A rationalization program is being developed, which is expected to lower costs by about SEK 20 M in 2025 and with a full-year effect of about SEK 50 M in 2026.
The transition to a new business system in Finland has initially led to slightly lower efficiency, although in the long term it is expected to contribute to greater efficiency primarily through increased digitalization.
Peter Andersson, President and CEO
For further information, please contact:
Peter Andersson, President and CEO
Tel: +46 706 53 76 55, email: peter.andersson@begroup.com
Christoffer Franzén, CFO
Tel: +46 705 46 90 05, email: christoffer.franzen@begroup.com
This information is information that BE Group AB (publ) is obliged to make public pursuant to the EU Market Abuse Regulation. The information was submitted for publication, through the agency of the contact persons set out above, at 11:00 a.m. CEST on April 23, 2025.

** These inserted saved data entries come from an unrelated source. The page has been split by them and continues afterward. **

PR #1483, opened 2026-08-13
fix(virtualscroller): fix row height CSS

### LINKED ISSUE #1457: [Bug]: TreeTable with Virtual Scroll changes row height dynamically
### Checklist

### What happened?

Using virtual scroll with a TreeTable changes the row height if you filter the table and only a few rows are visible.

In the following example, the rows have a height of 46px applied (via the `h-[46px]` class) and at the start, it looks as expected:

Image

But when I then filter so it only shows 2 rows, the rows now each take up half of the available height, which is obviously more than 46px:

Image

Disabling virtual scrolling fixes the issue, so it is caused by the virtual scroller. 

Changing scrollHeight to a fixed pixel height, rather than flex, did not fix the issue. 

Here is the table definition:
```html
<p-treetable
    [value]="files"
    [columns]="cols"
    [filterMode]="filterMode"
    [scrollable]="true"
    scrollHeight="flex"
    [virtualScroll]="true"
    [virtualScrollItemSize]="46"
>
...
  <ng-template #body let-rowNode let-rowData="rowData">
    <tr [ttRow]="rowNode" class="h-[46px]">
      ...
    </tr>
  </ng-template>
</p-treetable>
```

Furthermore, I also noticed that there is no documentation for the virtual scroll in the TreeTable documentation. 

### Steps to reproduce

1. Go to https://stackblitz.com/edit/pkn57xr2?file=src%2Fapp%2Ftreetable-filter-demo.ts
2. See that each row has a height of 46px
3. Filter so that only a few rows are visible (e.g., size=30)
4. You can now see that there are only two rows but each is way taller than before

### Expected behavior

The height of the table rows should remain no matter how many are displayed

### Actual behavior

The height of the rows changes depending on how many are visible

### Minimal reproduction

https://stackblitz.com/edit/pkn57xr2?file=src%2Fapp%2Ftreetable-filter-demo.ts

### Library version

2.0.0-rc.0

### Angular version

21.0.0

### Node version

22.22.3

### Package manager

npm

### Browser(s)

Firefox

### Environment details

```markdown
OS: Tested on Linux and MacOS
Browsers: Tested on Firefox and Chrome
OptimusUI: Tested on 2.0.0-rc.0 and 1.0.1

always same behaviour
```

### Angular application setup

Standalone components

### Angular context

### Relevant log output

```shell

```

### Screenshots

_No response_

### Additional context

_No response_

jaroban:
## Description

Min-height was making rows too high, but is needed elsewhere - in the horizontal scroller where it makes the items full-height. So the fix was to move the min-height from all scrollers to just the horizontal one.

## Related issues

Fixes #1457

## Type of change

- [ ] Documentation only

## Breaking changes

None

None

## Test plan

- [x] `npm run build`
- [ ] `npm test`
- [ ] `npm run lint`
- [x] Verified in the demo app (if applicable)

## Checklist

### DIFF
--- a/packages/optimus-ui/src/scroller/style/scrollerstyle.ts
+++ b/packages/optimus-ui/src/scroller/style/scrollerstyle.ts
@@ -15,7 +15,6 @@ const css = /*css*/ `
     position: absolute;
     top: 0;
     left: 0;
-    min-height: 100%;
     min-width: 100%;
     will-change: transform;
 }
@@ -54,6 +53,7 @@ const css = /*css*/ `
 
 .p-virtualscroller-horizontal > .p-virtualscroller-content {
     display: flex;
+    min-height: 100%;
 }
 
 .p-virtualscroller-inline .p-virtualscroller-content {


SoyDiego (approved):

geromegrignon:
Thanks for the contribution @jaroban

BE Group AB (publ), which is listed on the Nasdaq Stockholm exchange, is a leading independent steel distributor that stores and processes steel, stainless steel, and aluminium for customers primarily in the construction and manufacturing industries. Through the company's production services, customers can order customized steel components to optimize their production processes. In 2024, the Group reported sales of SEK 4.7 billion. BE Group has approximately 640 employees, with Sweden and Finland as its largest markets. The headquarters is located in Malmö, Sweden. Read more about BE Group at www.begroup.com.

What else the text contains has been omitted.